Идея была встречена на ура. Перехватив инициативу, бывший газетчик составил план действий. Площадку для выступления отыскали быстро – пригодилось старое лобное место. Казней все равно не было несколько лет. Журналист раздобыл бумаги, написал объявления.

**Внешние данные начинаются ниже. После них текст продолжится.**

PR #461, opened 2023-03-16
Allow encoding of attributes to automatically fetch values without knowing separator or position

AlexStansfield:
This is still work in progress but just thought I'd put up what I got so far to see if there is any interest.

I was looking at using the encode feature to reduce attributes and have their values fetched from value template attributes.

The issue I had was I have two delimiters `#` and `:`, I use the `#` to denote the next following is an ID and then I use `:` for everything else. 

Example:
```
Account#${accountId}:Company#${companyId}:Product#${productId}:Batch#${batchId}
```

With the existing functionality this would not work with encode.

I wondered if it was possible to automatically get attribute values based on the template and the field name.

So this is what I have so far. The way it would work is it would switch to "auto" mode if you don't define a delimiter and position in the encode param but just give the attribute that has the value template.

Of course this would need careful use, for example if your template was `${id}-${anotherId}-${andAnotherId}` and all 3 IDs were UUIDs then it would probably return the wrong values as the `-` everywhere would cause problems with identifying where one placeholder ends and one starts. So it would be up to the developer to make sure they understood the limitations of this and planned accordingly.

I still need to:
- test thoroughly with some real data in a table
- improve the regex in the `getValueFromTemplate` method
- add more unit tests for the `getValueFromTemplate` method

Would appreciate any early feedback on:
- are you even interested in this 
- is the `utils.js` file the right place to put the method (I first put it on Model class but was difficult to unit test)
- my regex-fu is pretty bad, any advice to improving the regex in the method (think it's too restrictive right now)

### DIFF
--- a/src/Model.js
+++ b/src/Model.js
@@ -5,6 +5,7 @@
 */
 import {Expression} from './Expression.js'
 import {OneTableError, OneTableArgError} from './Error.js'
+import {getValueFromTemplate} from './utils.js'
 
 /*
     Ready / write tags for interceptions
@@ -1083,7 +1084,17 @@ export class Model {
             if (value === undefined) {
                 if (field.encode) {
                     let [att, sep, index] = field.encode
-                    value = (raw[att] || '').split(sep)[index]
+                    
+                    if (att && !sep && !index) {
+                        let attField = fields[att]
+                        if (attField && attField.value && raw[att]) {
+                            value = getValueFromTemplate(attField.value, raw[att], name)
+                        } else {
+                            value = undefined
+                        }
+                    } else {
+                        value = (raw[att] || '').split(sep)[index]
+                    }
                 }
                 if (value === undefined) {
                     continue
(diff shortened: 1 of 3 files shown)


AlexStansfield:
Already found that this fails completely when the separators between placeholders is always the same (e.g `${accountId}#${companyId}#${productId}#${batchId}`). Looking to see if there is anyway I can support that but this seems like exactly the sort of case the existing `encode` functionality would be perfect for.

AlexStansfield:
So I realised that the way I was doing it would probably just cause headaches. I've added a new method `getValuesFromTemplate` with tests gets all the values from a template and it's value.

This seems more robust, the only issue is if you're using simple delimiters and the values in the placeholders will also contain it. (e.g using `-` and having UUIDs).

The main issue here is that the way I'm currently using it then you'd be calling it for every value you want to pull out of the template. I'd look at storing it once parsed the first time so we can easily get values again should we have another attribute that has it's value encoded in the same template.

Still work in progress but think I'll stop here and wait for feedback just in case this isn't something you'd want.

AlexStansfield:
closing for now, haven't had the time to really work this into a proper solution, might come back to it later

mobsense:
Okay, understand.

Филипп залез в неприкосновенный запас: продал жемчужину, потратил немного мелочи на шляющихся на улице пацанов. Велел им бегать по городу и зазывать людей на концерт.
Вечером следующего дня, в назначенный час, на площади собралось немало горожан. Началось выступление.
На помост вышел Дрюкерай:
– Добрый вечер, дорогие любители песен! Сегодня у нас в гостях музыкальный король Дриттенкенихрайха, золотой голос Пикельбурга, соловей иностранной песни… Встречайте, Филипп Кирхофф!
Публика зааплодировала. Певец появился в ярком цветастом наряде, сшитом из множества лоскутков. На голове Филиппа покоилась аляповатая шапочка, увенчанная тремя павлиньими перьями.
– Пугало какое-то, – зашептались зрители.
– Здравствуй, Стольноштадт! – выкрикнул Филипп. – Не вижу ваших рук.
Люди недоуменно уставились на ладони. Кое-кто нерешительно помахал певцу, мол, не волнуйся, руки на месте, это у тебя с глазами непорядок.
– А народ-то у вас не пуганный настоящим зрелищем, – прошептал Кирхофф Дрюкераю.
– Варвары, – ответил бывший газетчик, двигаясь к авансцене.
– Друзья! В Дриттенкенихрайхе сейчас, увы, война. Но тамошняя публика любит хорошую музыку, и ей страшно… – Самодеятельный конферансье закашлялся. – Ей страшно нравится наш гость! Давайте перед концертом я задам Филиппу несколько вопросов. От вашего, как говорится, лица.
– Валяй! – донеслось откуда-то сзади.
Это был голос кузнеца, простого, но очень сильного мужика.
– Тогда сразу вопрос. Как вы достигли такой бешеной популярности?